- Film poster

Japanese name
- Kana: ハル
- Revised Hepburn: Haru
- Directed by: Ryōtarō Makihara
- Written by: Izumi Kizara
- Produced by: George Wada
- Starring: Yoshimasa Hosoya Yōko Hikasa
- Cinematography: Koji Tanaka
- Edited by: Aya Hida
- Music by: Michiru Oshima
- Production companies: Pony Canyon Production I.G. Wit Studio Shochiku
- Distributed by: Shochiku
- Release date: June 8, 2013;
- Running time: 60 minutes
- Country: Japan
- Language: Japanese

= Hal (2013 film) =

Hal (ハル, Haru) is a 2013 Japanese animated film produced by Wit Studio and directed by Ryōtarō Makihara. It was released in Japan on June 8, 2013.

==Synopsis==
The story takes place in a technologically advanced society where robots can be programmed to behave like a human. After a tragic plane accident, a robot, known as Q01, is sent to a small Japanese town to help a person who just lost a loved one.

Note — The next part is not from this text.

PR #7080, opened 2026-08-01
fix(l1,l2): stop removedb from faking success on the wrong datadir

### LINKED ISSUE #6925: removedb silently no-ops and reports success when run without the node's --network
## Summary

`ethrex removedb` resolves its target directory the same way the node does — `compute_effective_datadir(datadir, network, dev)` = `datadir.join(network.datadir_suffix())` (`cmd/ethrex/cli.rs`). For `--network=<genesis.json>`, `datadir_suffix()` returns `chain-<chain_id>` (`crates/common/config/networks.rs`). So a node started with `--datadir=/data --network=/path/genesis.json` keeps its DB at `/data/chain-<chain_id>`.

While trying to heal the melancholic heart, the past of the couple is unearthed.

==Voice cast==

| Character | Japanese | English |
|---|---|---|
| Hal | Yoshimasa Hosoya | Chris Burnett |
| Kurumi | Yōko Hikasa | Bryn Apprill |
| Ryu | Mamoru Miyano | Todd Haberkorn |
| Aranami | Shinpachi Tsuji | Bill Flynn |
| Tokio | Tamio Ōki | Grant James |
| Tsukiko | Ako Mayama | Pam Dougherty |
| Erika | U-ko Tachibana | Juli Erickson |
| Rumiko | Yono Hikari | Linda Leonard |
| Mami | Shōko Tsuda | Laurie Steele |
| Nepalese | Ikki | Mike McFarland |

==Production and release==
The original film was revealed in the January 2013 issue of Shueisha's Bessatsu Margaret magazine. Ryōtarō Makihara directed the film, with Izumi Kizara writing the film's script, and manga artist Io Sakisaka providing the original character designs. The film was released in Japan on June 8, 2013. Yōko Hikasa performed the theme song "Owaranai Uta" (Unending Poem).

In July 2013, Funimation announced that they had acquired rights for a North American release.

===Manga adaptation===
A manga adaptation by Umi Ayase was serialized in Bessatsu Margaret in 2013 and compiled into one volume.

==Reception==
Theron Martin of Anime News Network gave the film a B+ rating. In his review, he felt the film wasn't long enough to deliver its emotional impact but did give credit to its soft and understated score, quality artistic effort and well-cast English dub, concluding that "If you're looking for a low-key romantic tale and don't mind a big chunk of gimmickry, this one should fit the bill."